During his time at James Madison, Allison was named the Colonial Athletic Association (CCA) Player of the Year and All-American in 1988; was a two-time All-CCA selection; and is in the top-five for career wins (25), complete games (23) and strikeouts in James Madison Dukes history. As a part of the 25^{th} anniversary of the CCA, they released a "Silver Anniversary Team" for baseball featuring Allison and other players who have had a significant contribution to CCA baseball over its history.
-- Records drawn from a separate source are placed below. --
PR #583, opened 2023-02-14
Propagated unpadded coords in pad

### LINKED ISSUE #575: [BUG] Time coordinate being dropped by apply_as_grid_ufunc

TomNicholas:
- [ ] Closes #575
 - [x] Tests added
 - [ ] ~~New functions/methods are listed in `api.rst`~~

### DIFF
--- a/xgcm/test/test_padding.py
+++ b/xgcm/test/test_padding.py
@@ -135,6 +135,24 @@ class TestPadding:
         xr.testing.assert_allclose(expected, result)
 
 
+def test_strip_only_padded_coords():
+    """Tests coordinates along dimensions not involved in padding are still propagated. See GH issue #575."""
+    ds, coords, _ = datasets_grid_metric("C")
+    grid = Grid(ds, coords=coords)
+    original = ds.tracer
+
+    result = pad(
+        original,
+        grid,
+        boundary={"X": "periodic"},
+        boundary_width={"X": (1, 1)},
+    )
+
+    xr.testing.assert_equal(original.coords["time"], result.coords["time"])
+    xr.testing.assert_equal(original.coords["yt"], result.coords["yt"])
+    xr.testing.assert_equal(original.coords["zt"], result.coords["zt"])
+
+
 # TODO: Make sure that we cannot specify mixed methods for padding if the input is something like `cube-sphere` or `tripolar`
 
 


TomNicholas:
@jbusecke to fix #575 we need to change `_strip_all_coords` to instead strip only the coords which are a function of the padded dimensions. Therefore we need a function like
```python
def _strip_axis_coords(da, padding_axes):
   ...
```

For `_pad_basic` this is fine, but for face-connected grids its the implementation is a bit more complicated because `pad_axes` is not known until after you know you have a face-connected grid.

Instead how about we move the coordinate stripping inside of `_pad_basic`?

jbusecke:
> For _pad_basic this is fine, but for face-connected grids its the implementation is a bit more complicated because pad_axes is not known until after you know you have a face-connected grid.

I am not sure I follow this entirely. But could we do something like this:
```python
def _strip_all_axis_coords(da, grid):
    # get rid of any dim that is associated with a grid axis
   ...
```

If I understand this correctly, the problem was not with dims associated with an axis that is not being padded, but instead with dims that are not associated with any axis? This approach would strip more than is needed, but would still probably work?

hdrake:
Superseded by #721 (merged), which resolves #575.

To confirm, I checked out this PR's test (`test_strip_only_padded_coords`) against current `master` (which includes #721). Two things:

1. The test no longer runs as written — `Grid(ds, coords=coords)` now raises `ValueError: Autoparsed Grid kwargs 'coords' conflict with user-supplied kwargs` and needs `autoparse_metadata=False` (API drift since 2023).
2. Once that's fixed, the test still fails: `pad()` returns an object with **no** coordinates, so the `time`/`yt`/`zt` assertions don't hold.

That failure is expected, because #575 was fixed at a **different layer** than this PR targeted:

- **This PR:** make the low-level `pad()` primitive propagate non-core coords.
- **#721 (merged):** keep `pad()` as a deliberate coord-stripper (see `xgcm/padding.py`: *"we will strip all coordinates ... This ensures that any output from this function is stripped"*) and instead restore input coords one level up, in `apply_as_grid_ufunc` via `_reattach_coords`.

So the user-facing bug is resolved — #721's `test_non_core_coord_*` tests pass on `master` and issue #575 is closed — but this PR's approach of preserving coords inside `pad()` itself was intentionally not adopted. Closing as superseded. Thanks @TomNicholas for the original test and diagnosis!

In 1991, after making his major league debut, Allison became the second attendee of James Madison University to do so (behind Billy Sample in 1978).

==Professional career==
After being selected by the Oakland Athletics in the 1989 Major League Baseball draft, Allison was assigned to the Class-A Short Season Southern Oregon A's. With Southern Oregon, Allison pitched in 11 games and went 0–2 with a 1.84 earned run average (ERA). Later during the 1989 season, Allison was called up to the Class-A Madison Muskies, where he went 2–3 with a 1.12 ERA in 13 games, all in relief. In 1990, Allison played for their team; the Class-A Advanced Modesto A's, the Double-A Huntsville Stars and the Triple-A Tacoma Tigers. With Modesto, Allison went without a decision while compiling a 2.33 ERA and four saves in 10 games, all in relief. Allison played 35 games at the Double-A level that season and went 7–1 with a 2.39 ERA and two saves. Finally, at the Triple-A level that season, Allison pitched in two games giving-up no runs.
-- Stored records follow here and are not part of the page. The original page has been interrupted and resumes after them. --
PR #602, opened 2023-04-27
Remove mentions of `extrapolate` in docstrings

jbusecke:
Thanks to @dhruvbalwada for noticing this. When removing `extrapolate` as option in #470 there were a bunch of docstrings left which still mention `extrapolate` as viable option (and did not yet mention the `periodic` option either).

BONUS: This gets rid of some xfail tests. 


jbusecke:
@TomNicholas does this all look ok to you?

Before the 1990 season, Allison re-signed a minor league contract with the Athletics. He attended spring training with the Athletics that season. Allison's contract was purchased by the Athletics on April 9, meaning he had been called up to play in Major League Baseball. He made his major league debut on April 12, against the Seattle Mariners, pitching 1/3 of an inning, walking one and giving-up no runs. Allison's first win came on April 14 against the Mariners, pitching one inning, giving-up no runs. In the majors that season, Allison went 1–1 with a 7.36 ERA and four strikeouts in 11 games, all in relief. On May 28, Allison was optioned to Triple-A Tacoma after the Athletics activated pitcher Dave Stewart. Allison spent the rest of the 1991 season with Tacoma, going 3–1 with a 4.37 ERA and 13 strikeouts in 18 games, all in relief.
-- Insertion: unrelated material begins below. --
Issue #581, opened 2023-02-03
[BUG] Issue in grid_ufunc when original_arg is a dictionary


andrewdelman:
Encountered this apparent bug in v0.8.1 when calling diff_2d_vector, it originated in grid_ufunc.py (about line 1022):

Allison spent the 1992 season with the Double-A Huntsville Stars and the Triple-A Tacoma Tigers. With the Stars, he went 4–1 with a 2.93 ERA, one save and 40 strikeouts in 22 games, six starts. During his time in Tacoma that season, Allison went 2–3 with a 4.84 ERA and 17 strikeouts in 19 games, four starts. Allison spent his final season as a player in professional baseball in 1994. He played with the Triple-A Tacoma Tigers that season, going 10–8 with a 5.78 ERA, two complete games, two shutouts and 60 strikeouts in 33 games, 21 starts. Allison led all Tacoma pitchers in wins.

==Personal life==
Allison is the son of Calvin Coolidge Allison Jr. (b. 1943) and his wife, Nina Eloise (née Smith, b. 1944). Aside from his father and grandfather being named after a President of the United States, his 2nd great-uncle Grover Cleveland Glascock is as well.

His fifth cousin three times removed is former Major League player Jack Glasscock.